In [2]:
import gensim
from gensim.models import Word2Vec 
from gensim.models import KeyedVectors
from gensim.models.callbacks import CallbackAny2Vec
from gensim.test.utils import get_tmpfile

import pandas as pd
from nltk.tokenize import RegexpTokenizer



In [4]:
PATH = "../data/"
data = pd.read_csv(f"{PATH}IMDB_Dataset.csv")

In [5]:
sentences = data.review.astype('str').tolist()
tokenizer = RegexpTokenizer(r'\w+')
sentences_tokenized = [w.lower() for w in sentences]
sentences_tokenized = [tokenizer.tokenize(i) for i in sentences_tokenized]

In [6]:
print("Loading GoogleNews Vectors")
%time model = KeyedVectors.load_word2vec_format('../embeddings/GoogleNews-vectors-negative300.bin.gz', binary=True)

Loading GoogleNews Vectors
CPU times: user 48 s, sys: 3.31 s, total: 51.4 s
Wall time: 53 s


In [104]:
class EpochLogger(CallbackAny2Vec):
    '''Callback to log information about training'''
    def __init__(self):
        self.epoch = 1

    def on_epoch_begin(self, model):
        print(f"Epoch {self.epoch} starting.")
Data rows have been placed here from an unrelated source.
PR #1508, opened 2017-07-15
Feature/v2 like api

yusufyildirim:


yusufyildirim:
That was mistake, sorry about that...

PR #1520, opened 2017-07-18
Added overrideBackPress to LightBox

BrendonSled:


guyca:
Thanks! @BrendonSled Correct me if I'm wrong, but the hardware back button click isn't sent to the lightbox, right?

BrendonSled:
Yes that's right

PR #1521, opened 2017-07-18
Fix app start from background crash

BrendonSled:


FRizzonelli:
Hello there, is this fix working? Will it be added to master?

PR #1529, opened 2017-07-19
v2 toggleTabs support

yogevbd:


DanielZlotin:
This PR needs to change:
this command shouldn't be part of the Navigation static API, it should be inside the styles (NavigationOptions)
something like
```
static navigationOptions: {
    tabs: {
        visible: false/true,
        animated: false/true
    }
}
```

    def on_epoch_end(self, model):
        print(f"Epoch {self.epoch} ended.")
        self.epoch += 1
        
class LossLogger(CallbackAny2Vec):
    '''Output loss at each epoch'''
    def __init__(self):
        self.epoch = 1
        self.losses = []

    def on_epoch_begin(self, model):
        print(f'Epoch: {self.epoch}', end='\t')

    def on_epoch_end(self, model):
        loss = model.get_latest_training_loss()
        if self.epoch != 1:
            previous_loss = self.losses[self.epoch-2]-loss
        else:
            previous_loss = loss
        self.losses.append(loss)
        difference = loss-previous_loss
        print(f'  Loss: {loss}  Difference: {difference}')
        self.epoch += 1

In [105]:
SIZE = model.vector_size
WINDOW = 10
EPOCHS = 10
MIN_COUNT = 2
SG = 1
HS = 0
SEED = 42
LOSS = True
ALPHA = 0.01

In [106]:
epoch_logger = EpochLogger()
loss_logger = LossLogger()

In [107]:
model_ft = Word2Vec(vector_size= SIZE, 
                    window = WINDOW,
                    min_count= MIN_COUNT,
                    epochs=EPOCHS,
                    sg = SG,
                    hs = HS,
                    seed = SEED)
model_ft.build_vocab(sentences_tokenized)
total_examples = model_ft.corpus_count
model_ft.build_vocab([list(model.key_to_index.keys())], update=True)

In [108]:
outfile = "../embeddings/imdb_w2v"

In [None]:
model_ft.train(sentences_tokenized, 
               total_examples=total_examples,
               epochs=model_ft.epochs,
               callbacks=[loss_logger],
               compute_loss=LOSS,
               start_alpha = ALPHA)
model_ft.wv.save_word2vec_format(f"{outfile}.txt", binary=False)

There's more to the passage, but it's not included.